Below are some entries. Reproduce them word for word.

Available records below:

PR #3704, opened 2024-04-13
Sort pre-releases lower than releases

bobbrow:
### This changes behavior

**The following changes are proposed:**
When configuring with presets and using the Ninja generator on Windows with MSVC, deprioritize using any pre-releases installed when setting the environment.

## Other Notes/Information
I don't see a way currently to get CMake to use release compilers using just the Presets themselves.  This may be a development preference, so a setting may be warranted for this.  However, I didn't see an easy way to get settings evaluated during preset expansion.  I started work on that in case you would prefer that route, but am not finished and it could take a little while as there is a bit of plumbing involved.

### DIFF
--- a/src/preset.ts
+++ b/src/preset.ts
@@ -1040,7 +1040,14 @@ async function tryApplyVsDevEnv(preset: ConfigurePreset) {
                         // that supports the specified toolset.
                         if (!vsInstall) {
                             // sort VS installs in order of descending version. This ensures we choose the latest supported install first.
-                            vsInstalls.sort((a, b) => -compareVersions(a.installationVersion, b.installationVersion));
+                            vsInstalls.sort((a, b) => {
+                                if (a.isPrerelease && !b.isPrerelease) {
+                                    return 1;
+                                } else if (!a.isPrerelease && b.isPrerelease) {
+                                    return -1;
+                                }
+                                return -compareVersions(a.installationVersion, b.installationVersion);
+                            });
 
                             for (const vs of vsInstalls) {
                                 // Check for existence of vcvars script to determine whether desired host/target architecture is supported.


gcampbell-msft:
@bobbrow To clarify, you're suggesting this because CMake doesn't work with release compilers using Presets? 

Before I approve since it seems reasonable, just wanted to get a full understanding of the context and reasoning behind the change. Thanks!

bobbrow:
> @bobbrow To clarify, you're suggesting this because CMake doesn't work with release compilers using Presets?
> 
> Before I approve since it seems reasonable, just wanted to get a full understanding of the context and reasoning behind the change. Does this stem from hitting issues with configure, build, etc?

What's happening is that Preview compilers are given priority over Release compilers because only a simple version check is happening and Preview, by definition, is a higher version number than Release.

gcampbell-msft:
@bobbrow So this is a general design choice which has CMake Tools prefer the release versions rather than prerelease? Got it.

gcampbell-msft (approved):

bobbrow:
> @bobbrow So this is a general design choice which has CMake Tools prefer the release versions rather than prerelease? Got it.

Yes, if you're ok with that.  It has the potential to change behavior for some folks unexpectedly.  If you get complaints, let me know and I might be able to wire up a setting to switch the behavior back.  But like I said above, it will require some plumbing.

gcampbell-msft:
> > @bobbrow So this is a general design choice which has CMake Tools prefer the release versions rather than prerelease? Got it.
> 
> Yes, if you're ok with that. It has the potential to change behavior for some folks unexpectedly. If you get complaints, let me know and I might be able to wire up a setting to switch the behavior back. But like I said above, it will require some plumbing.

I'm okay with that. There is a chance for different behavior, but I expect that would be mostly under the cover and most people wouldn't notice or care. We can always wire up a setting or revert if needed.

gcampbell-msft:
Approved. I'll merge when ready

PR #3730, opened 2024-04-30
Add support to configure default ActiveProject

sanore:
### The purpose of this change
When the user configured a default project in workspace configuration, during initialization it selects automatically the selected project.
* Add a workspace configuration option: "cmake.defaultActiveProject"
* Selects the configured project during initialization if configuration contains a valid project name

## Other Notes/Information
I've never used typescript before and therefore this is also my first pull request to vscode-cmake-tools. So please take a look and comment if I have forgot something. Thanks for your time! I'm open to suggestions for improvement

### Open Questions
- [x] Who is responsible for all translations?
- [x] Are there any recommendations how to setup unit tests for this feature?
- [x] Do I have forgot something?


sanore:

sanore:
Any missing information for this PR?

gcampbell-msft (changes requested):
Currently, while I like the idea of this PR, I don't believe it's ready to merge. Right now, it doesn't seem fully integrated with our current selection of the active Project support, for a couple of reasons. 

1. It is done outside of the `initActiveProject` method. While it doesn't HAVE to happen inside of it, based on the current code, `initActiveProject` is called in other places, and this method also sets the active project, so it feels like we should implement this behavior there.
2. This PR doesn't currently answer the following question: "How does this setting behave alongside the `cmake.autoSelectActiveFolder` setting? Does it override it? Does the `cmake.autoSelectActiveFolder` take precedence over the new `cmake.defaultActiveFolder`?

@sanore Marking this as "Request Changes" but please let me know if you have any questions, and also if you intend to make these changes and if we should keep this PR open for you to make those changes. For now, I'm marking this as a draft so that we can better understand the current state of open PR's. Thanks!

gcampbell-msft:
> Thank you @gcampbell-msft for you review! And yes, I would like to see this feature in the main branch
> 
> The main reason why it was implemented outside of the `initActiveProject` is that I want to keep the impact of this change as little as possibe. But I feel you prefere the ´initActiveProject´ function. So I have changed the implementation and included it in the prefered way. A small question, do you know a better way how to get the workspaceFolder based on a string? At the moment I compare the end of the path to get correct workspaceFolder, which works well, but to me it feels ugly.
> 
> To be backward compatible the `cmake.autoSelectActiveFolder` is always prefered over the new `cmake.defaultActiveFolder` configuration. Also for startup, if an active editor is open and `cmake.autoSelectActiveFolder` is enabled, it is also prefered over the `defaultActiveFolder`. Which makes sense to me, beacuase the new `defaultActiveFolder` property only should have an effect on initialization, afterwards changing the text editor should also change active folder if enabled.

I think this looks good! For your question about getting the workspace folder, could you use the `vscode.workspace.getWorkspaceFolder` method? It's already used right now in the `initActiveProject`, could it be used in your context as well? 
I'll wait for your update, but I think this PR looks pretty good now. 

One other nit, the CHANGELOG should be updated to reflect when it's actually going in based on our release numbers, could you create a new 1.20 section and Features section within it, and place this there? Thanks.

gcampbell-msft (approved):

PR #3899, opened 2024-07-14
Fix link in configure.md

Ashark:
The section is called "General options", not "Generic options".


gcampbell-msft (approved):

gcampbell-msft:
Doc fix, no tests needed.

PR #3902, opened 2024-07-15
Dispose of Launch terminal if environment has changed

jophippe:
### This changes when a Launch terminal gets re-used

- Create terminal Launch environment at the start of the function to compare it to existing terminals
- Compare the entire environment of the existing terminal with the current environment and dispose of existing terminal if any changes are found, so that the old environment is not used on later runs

End of Available records.

** Answer space **
PR #3704, opened 2024-04-13
Sort pre-releases lower than releases

bobbrow:
### This changes behavior

**The following changes are proposed:**
When configuring with presets and using the Ninja generator on Windows with MSVC, deprioritize using any pre-releases installed when setting the environment.

## Other Notes/Information
I don't see a way currently to get CMake to use release compilers using just the Presets themselves.  This may be a development preference, so a setting may be warranted for this.  However, I didn't see an easy way to get settings evaluated during preset expansion.  I started work on that in case you would prefer that route, but am not finished and it could take a little while as there is a bit of plumbing involved.

### DIFF
--- a/src/preset.ts
+++ b/src/preset.ts
@@ -1040,7 +1040,14 @@ async function tryApplyVsDevEnv(preset: ConfigurePreset) {
                         // that supports the specified toolset.
                         if (!vsInstall) {
                             // sort VS installs in order of descending version. This ensures we choose the latest supported install first.
-                            vsInstalls.sort((a, b) => -compareVersions(a.installationVersion, b.installationVersion));
+                            vsInstalls.sort((a, b) => {
+                                if (a.isPrerelease && !b.isPrerelease) {
+                                    return 1;
+                                } else if (!a.isPrerelease && b.isPrerelease) {
+                                    return -1;
+                                }
+                                return -compareVersions(a.installationVersion, b.installationVersion);
+                            });
 
                             for (const vs of vsInstalls) {
                                 // Check for existence of vcvars script to determine whether desired host/target architecture is supported.


gcampbell-msft:
@bobbrow To clarify, you're suggesting this because CMake doesn't work with release compilers using Presets? 

Before I approve since it seems reasonable, just wanted to get a full understanding of the context and reasoning behind the change. Thanks!

bobbrow:
> @bobbrow To clarify, you're suggesting this because CMake doesn't work with release compilers using Presets?
> 
> Before I approve since it seems reasonable, just wanted to get a full understanding of the context and reasoning behind the change. Does this stem from hitting issues with configure, build, etc?

What's happening is that Preview compilers are given priority over Release compilers because only a simple version check is happening and Preview, by definition, is a higher version number than Release.

gcampbell-msft:
@bobbrow So this is a general design choice which has CMake Tools prefer the release versions rather than prerelease? Got it.

gcampbell-msft (approved):

bobbrow:
> @bobbrow So this is a general design choice which has CMake Tools prefer the release versions rather than prerelease? Got it.

Yes, if you're ok with that.  It has the potential to change behavior for some folks unexpectedly.  If you get complaints, let me know and I might be able to wire up a setting to switch the behavior back.  But like I said above, it will require some plumbing.

gcampbell-msft:
> > @bobbrow So this is a general design choice which has CMake Tools prefer the release versions rather than prerelease? Got it.
> 
> Yes, if you're ok with that. It has the potential to change behavior for some folks unexpectedly. If you get complaints, let me know and I might be able to wire up a setting to switch the behavior back. But like I said above, it will require some plumbing.

I'm okay with that. There is a chance for different behavior, but I expect that would be mostly under the cover and most people wouldn't notice or care. We can always wire up a setting or revert if needed.

gcampbell-msft:
Approved. I'll merge when ready

PR #3730, opened 2024-04-30
Add support to configure default ActiveProject

sanore:
### The purpose of this change
When the user configured a default project in workspace configuration, during initialization it selects automatically the selected project.
* Add a workspace configuration option: "cmake.defaultActiveProject"
* Selects the configured project during initialization if configuration contains a valid project name

## Other Notes/Information
I've never used typescript before and therefore this is also my first pull request to vscode-cmake-tools. So please take a look and comment if I have forgot something. Thanks for your time! I'm open to suggestions for improvement

### Open Questions
- [x] Who is responsible for all translations?
- [x] Are there any recommendations how to setup unit tests for this feature?
- [x] Do I have forgot something?


sanore:

sanore:
Any missing information for this PR?

gcampbell-msft (changes requested):
Currently, while I like the idea of this PR, I don't believe it's ready to merge. Right now, it doesn't seem fully integrated with our current selection of the active Project support, for a couple of reasons. 

1. It is done outside of the `initActiveProject` method. While it doesn't HAVE to happen inside of it, based on the current code, `initActiveProject` is called in other places, and this method also sets the active project, so it feels like we should implement this behavior there.
2. This PR doesn't currently answer the following question: "How does this setting behave alongside the `cmake.autoSelectActiveFolder` setting? Does it override it? Does the `cmake.autoSelectActiveFolder` take precedence over the new `cmake.defaultActiveFolder`?

@sanore Marking this as "Request Changes" but please let me know if you have any questions, and also if you intend to make these changes and if we should keep this PR open for you to make those changes. For now, I'm marking this as a draft so that we can better understand the current state of open PR's. Thanks!

gcampbell-msft:
> Thank you @gcampbell-msft for you review! And yes, I would like to see this feature in the main branch
> 
> The main reason why it was implemented outside of the `initActiveProject` is that I want to keep the impact of this change as little as possibe. But I feel you prefere the ´initActiveProject´ function. So I have changed the implementation and included it in the prefered way. A small question, do you know a better way how to get the workspaceFolder based on a string? At the moment I compare the end of the path to get correct workspaceFolder, which works well, but to me it feels ugly.
> 
> To be backward compatible the `cmake.autoSelectActiveFolder` is always prefered over the new `cmake.defaultActiveFolder` configuration. Also for startup, if an active editor is open and `cmake.autoSelectActiveFolder` is enabled, it is also prefered over the `defaultActiveFolder`. Which makes sense to me, beacuase the new `defaultActiveFolder` property only should have an effect on initialization, afterwards changing the text editor should also change active folder if enabled.

I think this looks good! For your question about getting the workspace folder, could you use the `vscode.workspace.getWorkspaceFolder` method? It's already used right now in the `initActiveProject`, could it be used in your context as well? 
I'll wait for your update, but I think this PR looks pretty good now. 

One other nit, the CHANGELOG should be updated to reflect when it's actually going in based on our release numbers, could you create a new 1.20 section and Features section within it, and place this there? Thanks.

gcampbell-msft (approved):

PR #3899, opened 2024-07-14
Fix link in configure.md

Ashark:
The section is called "General options", not "Generic options".


gcampbell-msft (approved):

gcampbell-msft:
Doc fix, no tests needed.

PR #3902, opened 2024-07-15
Dispose of Launch terminal if environment has changed

jophippe:
### This changes when a Launch terminal gets re-used

- Create terminal Launch environment at the start of the function to compare it to existing terminals
- Compare the entire environment of the existing terminal with the current environment and dispose of existing terminal if any changes are found, so that the old environment is not used on later runs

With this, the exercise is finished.